Task to carry out —
Only the lines from the start of the entries up to and including the line with "ucrBase.clsRsyntax.iCallType = 2" should be written out, exactly as they stand.

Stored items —
PR #2907, opened 2017-04-07
Summary Tables - layout

lilyclements:
@dannyparsons This is ready for you. @shadrackkibet sorted the TestOK and I've just edited the layout on Summary Tables.
I'm not sure if I understand this dialog fully however. It is very similar to "New Summary Tables", are they meant to be the same dialog where this one was made around a year before that dialog?
I updated the controls and layout regardless as that's been waiting for me to attack it for a few weeks now...

### DIFF
--- a/instat/dlgSummaryTables.vb
+++ b/instat/dlgSummaryTables.vb
@@ -13,11 +13,20 @@
 '
 ' You should have received a copy of the GNU General Public License k
 ' along with this program.  If not, see <http://www.gnu.org/licenses/>.
-Imports instat
 Imports instat.Translations
 
 Public Class dlgSummaryTables
+    Private bFirstload As Boolean = True
     Private Sub dlgSummaryTables_Load(sender As Object, e As EventArgs) Handles MyBase.Load
+        autoTranslate(Me)
+        If bFirstload Then
+            InitialiseDialog()
+            bFirstload = False
+        End If
+        TestOkEnabled()
+    End Sub
+
+    Private Sub InitialiseDialog()
         cboWeights.Visible = False
         ucrBase.clsRsyntax.SetFunction("summary")
         ucrBase.clsRsyntax.iCallType = 2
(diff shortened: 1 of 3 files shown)


instat/dlgSummaryTables.vb
```diff
@@ -1,46 +1,73 @@
...
     End Sub
 
-    Private Sub ucrReceiverFactor_Leave(sender As Object, e As EventArgs) Handles ucrReceiverFactor.Leave
-        ucrBase.clsRsyntax.AddParameter("x", clsRFunctionParameter:=ucrReceiverFactor.GetVariables())
+    Private Sub TestOkEnabled()
+        If Not ucrReceiverFactor.IsEmpty AndAlso Not ucrReceiverVariate.IsEmpty Then
+            ucrBase.OKEnabled(True)
+        Else
+            ucrBase.OKEnabled(False)
+        End If
```
dannyparsons: @shadrackkibet This might be the correct code when the dialog is working, but for now we want OK to always be disabled to avoid an error, don't we?

shadrackkibet: @dannyparsons .Yes, that is the correct code required but for now  i have disabled OK to avoid error on this dialogue.

dannyparsons: Where have you disabled OK?

shadrackkibet: Initially this dialog was not run on first load since we didn't have bFirstLoad so that's why on first load testOk is enabled.So I decided enable to always be false which solves the issue partially.

dannyparsons: This doesn't work. If I reopen the dialog and both receivers have variables in, then OK will be enabled. What you can do is comment out the code you have now (because that can be used later) and instead make TestOK just call `ucrBase.OKEnabled(False)` for now.

shadrackkibet: @lilyclements so can I go on and edit this branch or can you make the suggested changes by @dannyparsons ??

dannyparsons: You can either pull this branch into your branch, or ask Lily to make the change. Normally, I would say Lily could just make the change because it's quicker, but in this case you may want the practice of working with branches and doing the code and comments correctly.

lilyclements: You can merge my amended branch into your branch and make the suggested changes in your branch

Reply to the exercise —
PR #2907, opened 2017-04-07
Summary Tables - layout

lilyclements:
@dannyparsons This is ready for you. @shadrackkibet sorted the TestOK and I've just edited the layout on Summary Tables.
I'm not sure if I understand this dialog fully however. It is very similar to "New Summary Tables", are they meant to be the same dialog where this one was made around a year before that dialog?
I updated the controls and layout regardless as that's been waiting for me to attack it for a few weeks now...

### DIFF
--- a/instat/dlgSummaryTables.vb
+++ b/instat/dlgSummaryTables.vb
@@ -13,11 +13,20 @@
 '
 ' You should have received a copy of the GNU General Public License k
 ' along with this program.  If not, see <http://www.gnu.org/licenses/>.
-Imports instat
 Imports instat.Translations
 
 Public Class dlgSummaryTables
+    Private bFirstload As Boolean = True
     Private Sub dlgSummaryTables_Load(sender As Object, e As EventArgs) Handles MyBase.Load
+        autoTranslate(Me)
+        If bFirstload Then
+            InitialiseDialog()
+            bFirstload = False
+        End If
+        TestOkEnabled()
+    End Sub
+
+    Private Sub InitialiseDialog()
         cboWeights.Visible = False
         ucrBase.clsRsyntax.SetFunction("summary")
         ucrBase.clsRsyntax.iCallType = 2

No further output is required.